Chris Woodward — 2005 Topps Total card in which it’s painfully obvious he’s wearing a uniform top untucked over civilian garb. Surprised Willie didn’t fine him for that. I’m hoping for a better card. Just put him on Marlon Anderson’s. Woonderson!

Kaz Ishii — Some guys wind up with lame cards (in Kaz’s case, an uninspiring 2005 Topps Total) but I find myself fervently hoping that I never have a chance to replace the lame card with something more eye-catching. Kaz Ishii having a decent 2006 card in a Met uniform could mean Kaz Ishii was a 2006 Met. You see the problem.

Ramon Castro — Pretty good Topps Total card, marred only by the horrible black-and-blue top. The Round Mound of Pound is another guy who deserves a real 2006 card.

Felix Heredia — Shares a 2005 Topps Total card with back-stabbing incompetent Mike DeJean, which is perfect. Plus Felix’s glove appears to say “El Gato,” which is annoying. Double cards are frowned on in THB. Instead, Felix gets a 2004 Topps Total card in a Yankee uniform. Yankees are frowned on in THB. Felix Heredia is frowned on in THB. Let’s just move on.

Royce Ring — 2004 Tides card. One would think he’d have a shot at a 2006 Mets card, but one would have thought he’d have a shot at being a 2005 September Met, too.

Mike DiFelice — Tides card. There’s a new never-to-return backup catcher in the Holy Books most every year. Hey Mike, meet the fellas. Tom Wilson, Mike. Mike, this is Joe DePastino. Gary Bennett, Mike. Round and round it goes. Of course, none of those guys ever took what should have been Mike Piazza’s final at-bat. What the hell, Willie?

Danny Graves — Funny, on his THB card it looks like he can pitch. Oh, that’s because it’s a 2004 Topps card and he’s wearing a Reds uniform. Rats.

Brian Daubach — Tides card with terrible pool-guy mustache.

Jose Offerman — Weirdly, Topps hasn’t seen fit to give him a card in the regular set since 2002. This is one case where collecting baseball cards might have helped Met front-office decisionmaking. Anyway, on the card he’s a Red Sock and is either making, about to make, or has just made an error. Because he’s Jose Offerman.

Juan Padilla — Tides card. Completely unrecognizable without his trademark glasses. Deserves an ’06 Met card.

Jose Santiago — Tides card. Completely unrecognizable because he’s Jose Santiago. Deserves nothing.

Mike Jacobs — A lock for a better Met card in 2006, possibly one with this-is-a-prospect frippery. Those are always fun, at least until the prospect becomes a suspect and gets shipped out in disgrace. Jacobs currently has a stand-in 2001 Topps Stadium Club card in which he looks more bored than any human being has ever looked.

Tim Hamulack— Nice story of a guy who made it to the Show after years in the bushes. Emerged from the bushes and got shelled, making it a slightly less nice story, but that’s showbiz. Anyway, a Tides card.

Shingo Takatsu — He’s bringing the funk as a White Sock on his 2004 Topps card. Oddly, if I place a Miguel Cabrera card next to this card I immediately feel a twinge like I’m suffering from some long-ago neck sprain.

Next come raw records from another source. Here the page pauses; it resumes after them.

PR #19312, opened 2021-08-31
[gradle] add output context with "tasks" options

davy-tw:
### Checklist

### Motivation and Context

Support filling apk/aab/etc output contexts with `tasks` options in `gradle`/`build_android_app` actions

### Description

Before this change, `gradle`/`build_android_app` detects if `task` option contains `assemble` or `bundle` wording and decides to fill output files in context or not.

With `tasks` option (and without `task`) will cause `gradle`/`build_android_app` stop before searching output files because of empty `task` option.

`gradle` action pass tasks to real gradle with calculated `gradle_task` variable which choose `task` option or string-concatenated-with-spaces `tasks` option, so we can detect this variable instead of `task` option directly.

### Testing Steps

Since original behavior doesn't have spec, we have to test manually.
Simple POC is calling `gradle(tasks: %W(assembleRelease assembleReleaseAndroidTest))` and check if paths of output files in listed in context (e.g. `lane_context[SharedValues::GRADLE_ALL_APK_OUTPUT_PATHS]`)

### DIFF
--- a/fastlane/lib/fastlane/actions/gradle.rb
+++ b/fastlane/lib/fastlane/actions/gradle.rb
@@ -64,7 +64,7 @@ module Fastlane
                                 print_command_output: params[:print_command_output])
 
         # If we didn't build, then we return now, as it makes no sense to search for apk's in a non-`assemble` or non-`build` scenario
-        return result unless gradle_task =~ /\b(assemble)/ || task =~ /\b(bundle)/
+        return result unless gradle_task =~ /\b(assemble)/ || gradle_task =~ /\b(bundle)/
 
         apk_search_path = File.join(project_dir, '**', 'build', 'outputs', 'apk', '**', '*.apk')
         aab_search_path = File.join(project_dir, '**', 'build', 'outputs', 'bundle', '**', '*.aab')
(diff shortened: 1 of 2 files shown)


david50407:
@googlebot I signed it!

joshdholtz:
@googlebot I consent.

joshdholtz:
@david50407 This is great! I did add one commit to add tests and also fix the some logic so that `bundle` also was using `gradle_task`?

david50407:
@joshdholtz you're right. Thank you :)

joshdholtz (approved):
Thanks for finding this and fixing it! Didn't realize it was like this 🤦‍♂️ Really appreciate the contribution ❤️

flipace:
We just ran into an issue because we depended on `supply` not having `apk_paths` automatically set from the `GRADLE_ALL_APK_OUTPUT_PATHS` (because we use the `tasks` option, in which case this env variable was not set before) -> now that this is working as (likely) intended, we are required to pass the `skip_upload_apk` option to prevent the `Cannot provide both apk(s) and aab - use `skip_upload_apk`, `skip_upload_aab`, or  make sure to remove any existing .apk or .aab files that are no longer needed` error.

Just thought I'd mention it here since this came as a patch release, but actually caused a regression in our use-case.

PR #19340, opened 2021-09-07
[match] Add ability to include all development certificates to the development provisioning profile

nekrich:
### Checklist

### Motivation and Context
We want to automate adding devices and development certificates to the development provisioning profiles.
Our limitations:
* No one (except CI) has access to the match repo.
* We don't want to share the single Apple Development certificate across developers.

So, we become with a solution:
* All devices are listed in the file stored in the project repo. With is perfectly handled by the register_devices.
* Each run we add missing devices to the development provisioning profile.

The thing we were missing is how to automate adding new Apple Development Certificates to the provisioning profiles in the same manner.

### Description
New `include_all_certificates` option in `sigh` & `match`, which will allow us to include all certificates (only for `development` provisionong profile type).
Additionally, introduce a new option to `match` `force_for_new_certificates`, that will work exactly in the same way as the existent option`force_for_new_devices` but for certificates: if the count of development certificates differs (account vs profile) - update the profile.

It still uses `the same account and have one code signing identity` for distribution and access to the App Store Connect and Developer portal as described in the [codesigning.guide](https://codesigning.guide/), but additionally allows the use of multiple identities/certificates for development provisioning profiles (w/o including them in the repo) as an option.

### Testing Steps
```
    sync_code_signing(
      app_identifier: [
        'com.your.bundle.id',
      ],
      type: 'development',
      readonly: false,
      include_all_certificates: true,
      force_for_new_certificates: true,
    )
```


match/lib/match/runner.rb
```diff
@@ -254,6 +254,24 @@ def fetch_provisioning_profile(params: nil, certificate_id: nil, app_identifier:
         end
       end
 
+      if params[:include_all_certificates]
+        certificate_id = nil
```
joshdholtz, line 258: Can we add a comment above this explaining why its being set to nil? I thought this was initializing something and was confused why it wasn't used down further 😅

```suggestion
        # Clearing specified certificate id which will prevent a profile being created with only one certificate
        certificate_id = nil
```

joshdholtz (changes requested):
This looks great! Just one little suggestion about adding a comment line 😇

nekrich:
> This looks great! Just one little suggestion about adding a comment line 😇
👍
Thanks. Done.

match/lib/match/runner.rb
```diff
@@ -254,6 +254,25 @@ def fetch_provisioning_profile(params: nil, certificate_id: nil, app_identifier:
...
       end
 
+      if params[:include_all_certificates]
+        # Clearing specified certificate id which will prevent a profile being created with only one certificate
+        certificate_id = nil
+
+        if params[:force_for_new_certificates] && !params[:readonly]
+          if prov_type == :development && !params[:force]
+            force = certificate_count_different?(profile: profile, keychain_path: keychain_path, platform: params[:platform].to_sym)
+          else
```
joshdholtz, line 264: One more question! If `prov_type` is `:development` and `force` is set to `true` already, won't the `"Warning: `force_for_new_certificates` is set but is ignored for non-'development' provisioning profiles."` get printed out?

I think that check for `force` needs to happen somewhere else, correct?

joshdholtz (changes requested):
One more question after testing and reviewing again! After this I think this should be good to merge 😊

match/lib/match/runner.rb
nekrich: Good catch. I think I'll need to wrap it in the `unless force`

nekrich: Fixed. Better to review [w/o space changes](https://github.com/fastlane/fastlane/pull/19340/files?diff=unified&w=1)

nekrich: Moved all checks into separate methods to reduce complexity.

nekrich:
@joshdholtz , appveyor failed to DL some dependency, and there is a strange new CLA request after rebasing. idk 🤷

nekrich:
> Will take a look when I can! Got LASIK a few days ago so eyes are a bit sensitive to light and computer screens still 🤷‍♂️

Get well soon ❤️‍🩹.

joshdholtz:
@googlebot I consent.

techinpark:
@nekrich i need so much this option!!  great work 👍

joshdholtz (approved):
This is so good! Gave this one last test and review today 💯 Thanks for the work on this! This will go out in today's release

PR #19419, opened 2021-10-01
Fix and ammend gemspec metadata

aried3r:
### Checklist

### Motivation and Context

Was browsing rubygems.org and wanted to see the official docs but got linked to rubydoc.info instead.

### Description

The `docs_url` key is called `documentation_uri`. Right now, because of the wrong key [rubygems.org](https://rubygems.org/gems/fastlane) links to [rubydoc.info](https://www.rubydoc.info/gems/fastlane/2.195.0) instead of the URL previously set in `docs_url`.

The other keys were set to show what could be done to also show up on RubyGems.org. While there is no "mailing list", I think GitHub discussions are the closest thing.

Happy to add, change, remove any attributes that are unwanted. See the [`metadata` docs](https://guides.rubygems.org/specification-reference/#metadata) for the possible keys.

### DIFF
--- a/fastlane.gemspec
+++ b/fastlane.gemspec
@@ -58,7 +58,6 @@ Gem::Specification.new do |spec|
     "changelog_uri" => "https://github.com/fastlane/fastlane/releases",
     "documentation_uri" => "https://docs.fastlane.tools/",
     "homepage_uri" => spec.homepage,
-    "mailing_list_uri" => "https://github.com/fastlane/fastlane/discussions",
     "source_code_uri" => "https://github.com/fastlane/fastlane"
   }
 
--- a/fastlane.gemspec
+++ b/fastlane.gemspec
@@ -54,7 +54,12 @@ Gem::Specification.new do |spec|
   spec.homepage      = "https://fastlane.tools"
   spec.license       = "MIT"
   spec.metadata      = {
-    "docs_url" => "https://docs.fastlane.tools"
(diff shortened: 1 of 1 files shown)


fastlane.gemspec
```diff
@@ -54,7 +54,12 @@ Gem::Specification.new do |spec|
   spec.homepage      = "https://fastlane.tools"
   spec.license       = "MIT"
   spec.metadata      = {
-    "docs_url" => "https://docs.fastlane.tools"
+    "bug_tracker_uri" => "https://github.com/fastlane/fastlane/issues",
+    "changelog_uri" => "https://github.com/fastlane/fastlane/releases",
+    "documentation_uri" => "https://docs.fastlane.tools/",
+    "homepage_uri" => spec.homepage,
+    "mailing_list_uri" => "https://github.com/fastlane/fastlane/discussions",
```
joshdholtz, line 61: I'd love to have a link to discussions but mailing list seems a little off 🤷‍♂️ I think we are good to ship after removing this one!
```suggestion
```

joshdholtz (changes requested):
This is great! Didn't know this was broken and also all of these exist 🙃 One small request to remove that and then this is good to ship 👍

aried3r:
Good point about the mailing list. I applied the changes. :)

joshdholtz (approved):
This looks great! Thank you ❤️

PR #19424, opened 2021-10-02
[fastlane_core] symbolize keys in options of type Hash

keeshux:
### Checklist

### Motivation and Context

When Hash options are provided via environment, they are parsed as JSON and auto-converted to a hash. However, Ruby treats string and symbol keys differently, and fastlane actions normally expect keys as symbols.

### Description

Converts keys to symbols when parsing an option from a JSON string in the environment.

### Testing Steps

The `APP_STORE_CONNECT_API_KEY` environment variable is a common example exposing the issue. Any key inside the JSON would be parsed as nil, because accessing e.g. `"key_id"` (parsed) is different than `:key_id` (expected).

### DIFF
--- a/fastlane_core/lib/fastlane_core/configuration/config_item.rb
+++ b/fastlane_core/lib/fastlane_core/configuration/config_item.rb
@@ -282,7 +282,7 @@ module FastlaneCore
         return value.map { |k, v| "#{k.to_s.shellescape}=#{v.shellescape}" }.join(' ') if value.kind_of?(Hash)
       elsif data_type == Hash && value.kind_of?(String)
         begin
-          parsed = JSON.parse(value)
+          parsed = JSON.parse(value, :symbolize_names => true)
           return parsed if parsed.kind_of?(Hash)
         rescue JSON::ParserError
         end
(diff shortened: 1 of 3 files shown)


joshdholtz (changes requested):
I like this theory! But it looks like this breaks some existing tests 😔 I think the correct solution for the issue here might be to fix the string/symbol lookup in the App Store Connect API Key area if that is where its happening 🤷‍♂️  Thoughts?!

keeshux:
> I like this theory! But it looks like this breaks some existing tests 😔 I think the correct solution for the issue here might be to fix the string/symbol lookup in the App Store Connect API Key area if that is where its happening 🤷‍♂️ Thoughts?!

Yeah! I saw that l10n tests failed in CI, probably for the opposite reason. In fact such a change might have subtle and undesired consequences.

Therefore, I reverted the global change and restricted the fix to the `app_store_connect_api_key` action, which is where the bug is most apparent to my experience.

joshdholtz:
@googlebot I consent.

joshdholtz (approved):
This is great! Thank you so much for fixing this 🥰

PR #19459, opened 2021-10-12
[pem] fix issue OpenSSL empty password

fermoya:
### Checklist

### Motivation and Context

Resolves [this issue](https://github.com/fastlane/fastlane/issues/2808). I'm having similar problems: passing an empty password to `pem` will make the generated `p12` file impossible to import to the Keychain.

### Description

`OpenSSL` seems to have some kind of issue if the `passphrase` used to generate a `PKCS12` file is `""` (empty string). Thus, I'm replacing that with a `nil` value and also marking the parameter as `optional` (not doing so makes the user to introduce it manually).

After the fix in this pull-request, it looks like this:
https://user-images.githubusercontent.com/11335612/136920514-b6730a44-5804-4a08-9655-9264b1923993.mov

### Testing Steps

* Use `pem` lane and enable `generate_p12` option. Don't pass any `p12_password`.
```
# inside custom lane...
pem(
  development: options[:development],
  generate_p12: true,
  force: true,
  app_identifier: app_identifier,
  username: username,
  team_id: team_id,
  team_name: team_name,
  pem_name: app_name
)
```
* Try to import to Keychain (double-click) and introduce an empty `passphrase` when asked.
https://user-images.githubusercontent.com/11335612/136920349-7aba2681-499e-48ce-9d92-8caed2eb7b3b.mov

### DIFF
--- a/pem/lib/pem/manager.rb
+++ b/pem/lib/pem/manager.rb
@@ -73,7 +73,8 @@ module PEM
 
         if PEM.config[:generate_p12]
           p12_cert_path = File.join(output_path, "#{filename_base}.p12")
-          p12 = OpenSSL::PKCS12.create(PEM.config[:p12_password], certificate_type, pkey, x509_certificate)
+          p12_password = PEM.config[:p12_password] == "" ? nil : PEM.config[:p12_password]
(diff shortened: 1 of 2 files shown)


joshdholtz (approved):
This fix is 🔥 Thank you so much for fixing this!! ❤️ Really appreciate it!

PR #19468, opened 2021-10-13
[scan] add `Success rate` row to results

mullerfrederik:
### Checklist

### Motivation and Context
This change adds `Success rate` row to results so user gains better idea how many (percentage) tests are passing/failing.

### Description
Add new row when puts results.


joshdholtz (changes requested):
I think we need to change the calculation here 🤷‍♂️

PR #1328, opened 2020-09-07
Client SDK generator

asim:
Something makes me think clients generated from protos should live in this repo. Maybe I'm wrong, I don't know. Realistically clients are published to various locations like npm, ruby gems, etc. So their source location doesn't really matter, but considering the protos are here, it's helpful.


asim:
Leaving totally separate for now

PR #1334, opened 2020-09-08
separate ci/platform profiles and generate using a micro init command

asim:
`micro init` (potentially to be renamed to micro gen) will initialise a profile.go file with profiles that can be added at build time. A previous iteration was to generate a plugins.go file but we're now now moving on to profiles. 

CI and Platform provides are now versioned separately using a different go mod. This means its removed from the normal work flow. Micro can be now be downloaded with go get as it removes the etcd problem. This also means user code is much more lightweight, when they import micro, they aren't importing all our infra deps. Only the plaform profile makes use of this.

We then separately build a micro/platform binary, rather than conflating it all into micro/micro.

Closes https://github.com/m3o/dev/issues/362


ben-toogood:
Related: https://github.com/m3o/dev/issues/362

test/Dockerfile
```diff
@@ -22,12 +22,5 @@ VOLUME      /data
 EXPOSE      2379 2380 4001 7001
 ADD         scripts/run-etcd.sh /bin/run.sh
 
-ENV MICRO_REGISTRY=etcd
-
-# Speeding up tests by predownloading and building dependencies for services used.
-COPY . .
-RUN go get github.com/micro/services
-RUN go get github.com/micro/services/helloworld
-RUN bash -c 'for d in $(find test -name "main.go" | xargs -n 1 dirname); do pushd $d && go get && popd; done'
```
domwong, line 31: This was there to speed up the k8s tests by downloading dependencies in to the image that runs the services

ben-toogood: It now happens in the github workflow

domwong: ignore me. its a separate kind file now

domwong (approved):

PR #1341, opened 2020-09-09
Add username as alias for account ID in auth

domwong:
Allow a user to login either using ID or username as the account identifier. This change allows us to use ID for some stable identifier e.g. UUID and username as a user friendly alias which could change e.g. email etc.

This means that the account ID can be used as a stable reference key in other parts of system where required and the username can be used as a user friendly string which can be changed when required. NOTE the mechanism to change is out of the scope of this PR.


test/auth_test.go
```diff
@@ -253,3 +253,47 @@ func curl(serv Server, path string) (map[string]interface{}, error) {
...
+func testUsernameLogin(t *T) {
+	t.Parallel()
+	serv := NewServer(t, WithLogin())
+	defer serv.Close()
+	if err := serv.Run(); err != nil {
+		return
+	}
+
+	cmd := serv.Command()
+	outp, err := cmd.Exec("call", "auth", "Auth.Generate", `{"id":"someID", "name":"someUsername", "secret":"password"}`)
```
ben-toogood, line 271: You could do `"auth", "generate" "--id=someID"` etc

test/auth_test.go
```diff
@@ -253,3 +253,47 @@ func curl(serv Server, path string) (map[string]interface{}, error) {
...
+	if err != nil {
+		t.Fatalf("Error generating account %s %s", string(outp), err)
+	}
+	outp, err = cmd.Exec("login", "--username", "someUsername", "--password", "password")
+	if err != nil {
+		t.Fatalf("Error logging in with user name %s %s", string(outp), err)
+	}
+	outp, err = cmd.Exec("login", "--username", "someID", "--password", "password")
```
ben-toogood, line 279: Might be worth testing the email alias here also since that's still in the docs

ben-toogood (approved):

PR #1347, opened 2020-09-11
service: remove leaking go-micro references

ben-toogood:
Closes https://github.com/m3o/dev/issues/391


service/auth/auth.go
```diff
@@ -1,44 +1,84 @@
...
+	DefaultAuth auth.Auth = client.NewAuth()
+	// ErrInvalidToken is when the token provided is not valid
+	ErrInvalidToken = auth.ErrInvalidToken
+	// ErrForbidden is when a user does not have the necessary scope to access a resource
+	ErrForbidden = auth.ErrForbidden
+)
+
+type (
+	// AccessToken is an alias for auth.Token
+	AccessToken = auth.Token
```
asim, line 26: Because AccessToken is a field maybe this would look better as AccountToken?

asim (approved):

PR #1368, opened 2020-09-16
Blob store

ben-toogood:


service/store/client/blob.go
```diff
@@ -0,0 +1,155 @@
...
+			},
+			Blob: buffer,
+		}
+
+		if err := stream.Send(req); err != nil {
+			return err
+		}
+	}
+
+	return stream.Close()
```
domwong, line 117: Do we need to do a stream.Close() in all return paths?

service/store/client/blob.go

Anderson Hernandez — Beaming on his 2005 Tides card. Hope he gets one with the varsity in ’06. Though if he goes 1 for 18 again my good feelings for him will begin to erode.

Say, Weren't We Born Together?

Remember that kitten who came out in the same litter as us? He's finally made it to the World Series.

Congratulations to Expansion Class of '62 alumni the Houston Astros. You've graduated to the championship course after 44 seasons, a mere 36 after we first did it, a scant 19 Octobers since we got in your way.

Nice going, I guess.

It's a relief to be championed at last even if it is by a neophyte champion. I thought going in it would be the Cardinals. In fact, my picks all year were the Cardinals and Angels. I can say that now because they both lost. Since I never mentioned it to anybody, it would sound more than a little self-serving to “admit” it had they each made it. But they didn't, so I'm a stand-up guy.

Didn't see this coming back in March, didja? That's why I don't bother with full-blown predictions. How the hell does anybody know anything? Nobody, even those who make their livings being experts, can't call a champion from seven months away. Back in April, when the White Sox were sizzling, I heard one of the big deal ESPN baseball analysts, don't remember who, on Michael Kay's radio show. At that moment, the Sox were 4-1/2 games ahead of the Twins, which I found pretty impressive. But the analyst and Kay had already decided that the Twins were going to win that division, so they chose to focus on how despite the White Sox' overwhelming start, they “hadn't done themselves any favors,” because the favored Twins had remained so close.

As for the Astros, much was made throughout the LDS and LCS on TV regarding the Houston Chronicle “burying” their hometown team when it was 15-30. What a silly newspaper! No, not really. 15-30 is a record that has a lot of resonance for a Met fan who clearly remembers 1977. That was the Mets' mark when M. Donald Grant fired Joe Frazier and replaced him with Joe Torre. At the time, the Mets were as bad as I'd ever seen them and would grow progressively more depressing. They finished 64-98. That's what 15-30 teams do. But not these Astros.

Shoot, we saw them an abnormal number of times for a non-division opponent and we couldn't have tabbed them as N.L. champions in April. In that opening series at home, they couldn't hit Willy Taveras' weight. By the time we got to Houston, they were rising. It was the early-June bonus series, however, when we couldn't have imagined we were losing to our league's eventual champions. They were still short on offense but whatever hits they cobbled together were timely and whatever pitching they threw was deadly. Even the Pedro non-no-hitter was no laugher thanks to Roy Oswalt (imagine being a shameless headhunter yet only the second-most loathsome righthanded starter in your own rotation; Cliff remembers and so do I, big boy).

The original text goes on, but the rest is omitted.